Test send/recv_int_overlap took 2.792us per iteration (1000 iterations)
Here's another curiousity--if I do repeated one-int sends to the same destination, MPI is smart enough to start bundling the ints together into longer messages.  Of course, it's still far more expensive than just bundling them yourself.
Test send/recv_1meg + sandbag(10000) took 14111.791us per iteration (100 iterations)
Test isend/irecv_1meg + sandbag(10000) took 14018.261us per iteration (100 iterations)
However, MPI doesn't seem to overlap long messages very well--this is clearly first compute, then communicate.  (I might need to add an "MPI_Test" call or something inside my sandbag function.)  Isend doesn't help much here either, for some reason.
(2 cpus) Test barrier took 54.131us per iteration (1000 iterations)
(10 cpus)Test barrier took 242.433us per iteration (1000 iterations)
A barrier requires only one synchronizing message on two CPUs.
(2 cpus) Test bcast_int + barrier took 100.409us per iteration (1000 iterations)
(10 cpus)Test bcast_int + barrier took 390.508us per iteration (1000 iterations)
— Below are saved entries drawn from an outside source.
PR #152, opened 2022-01-06
Mark plugin as compatible with v3 of `serverless`

medikoo:
It's needed so users can upgrade to v3 of the Framework without issues

### DIFF
--- a/package.json
+++ b/package.json
@@ -92,6 +92,6 @@
   },
   "types": "dist/src/plugin.d.ts",
   "peerDependencies": {
-    "serverless": "^2.36.0"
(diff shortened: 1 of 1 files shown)


t-richard:
I think it would be better to do this in https://github.com/getlift/lift/pull/131 and merge it.

medikoo:
@t-richard good point. If #131 will be merged on time, then this can safely be closed. 

Still, otherwise, this plugin will work without issues in v3m as is in master, so just taking this in and publishing it before v3 is released, will ensure that users have no issues in upgrading when v3 is released

mnapoli:
Thanks! Finally merged #131

PR #162, opened 2022-02-02
fix(queue): allow retry more than 10 jobs

iam4x:
## Issue

> Maximum number of entries per request are 10. You have sent 30.

image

A broadcast costs about the same as one network message on two processors.  On more processors, it's more expensive, but not tenfold more like the naive "process zero sends once to everybody" algorithm.  On modern hardware, broadcast is very fast.
(2 cpus) Test reduce_int + barrier took 100.939us per iteration (1000 iterations)
(10 cpus)Test reduce_int + barrier took 328.141us per iteration (1000 iterations)
Similarly, a reduction costs basically one message (on two processors).